We are given an equation as ${{x}^{2}}-8x+12=0$ .
We can see that this equation has the highest power as 2, so it is clearly a two degree polynomial, a quadratic polynomial we have to find the solution of it, it means we have to find those in which we will satisfy the given equation.
As the power is 2 so maximum it can have 2 solutions.
We have to use completing the square method to find the solution.
The steps to find the solution using completing the square method is –
Step 1: Divide all term by coefficient of ${{x}^{2}}$ as in our equation ${{x}^{2}}-8x+12=0$
Coefficient of ${{x}^{2}}$ is ‘1’, so if we divide all terms, we get an equation same as the original.
${{x}^{2}}-8x+12=0$
Step 2: Move the number (constant) to the side in our equation we have constant as $+12$ so we subtract 12 on both sides, we get –
${{x}^{2}}-8x+12-12=0-12$
So, ${{x}^{2}}-8x=-12$
Step 3: Complete the square on the left side of the equation and balance this by adding the same value on the right.
In our equation ${{x}^{2}}-2\times 4\times x=-12$
We add ${{4}^{2}}$ to complete the square, we add it to both sides to keep the equation balanced.
So, ${{x}^{2}}-2\times 4x+{{4}^{2}}=12+{{4}^{2}}$
As ${{4}^{4}}=16$ so, we get at the simplifying
${{\left( x-4 \right)}^{2}}=4$
Taking square root we get –
$\left( x-4 \right)=\pm \sqrt{4}$
As $\sqrt{4}=2$
So,
$x-4=\pm 2$
Adding ‘4’ both side we get –
$x=\pm 2+4$
So, solutions are –
$x=+2+4$ and $x=-2+4$
So, $x=6$ and $x=2$

Note: We can also find a solution to this by plotting ${{x}^{2}}-8x+12=0$ on the graph.

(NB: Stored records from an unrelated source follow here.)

PR #1198, opened 2016-01-04
Prepare for Internationalization

thejameskyle:
This is as far as I got with setting up internationalization via Crowdin in this repo. Once it's fully setup, we'll be able to crowdsource the translation of the Redux documentation.

The only thing that's being difficult here is what GitBook does for multiple languages. It would change the homepage to [this](https://cloud.githubusercontent.com/assets/952783/12086154/3405cd42-b27c-11e5-911c-e23ecf650f60.png) (which is bad for SEO, and a poor experience for switching between languages).


thejameskyle:
Tracking over in https://github.com/GitbookIO/gitbook/issues/1080

gaearon:
If there’s a movement on Gitbook side of things I will gladly reopen. For now I’m closing because it doesn’t appear actionable for us. Thanks for the effort though!

PR #1206, opened 2016-01-06
Add 'npm run build' to examples/universal

gabrielflorit:
This creates a minified `bundle.js`.


timdorr:
The universal example is to show how one might set up a development environment for a universally rendered app. However, I don't think we should be making the jump to building for production and implying any best practices there. That's really more of the job for a boilerplate tool/repo or something more webpack-specific.

We could use some documentation on getting to production, though. Would you be willing to write up something for that as a PR?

The point where there graph cut the x-axis will be defining our solution at here right side is zero so here solution is also refer to as zero if the given polynomial so that is why when we find the solution it will lie on the a-axis only as they are zero of the equation and zero always lie on x-axis.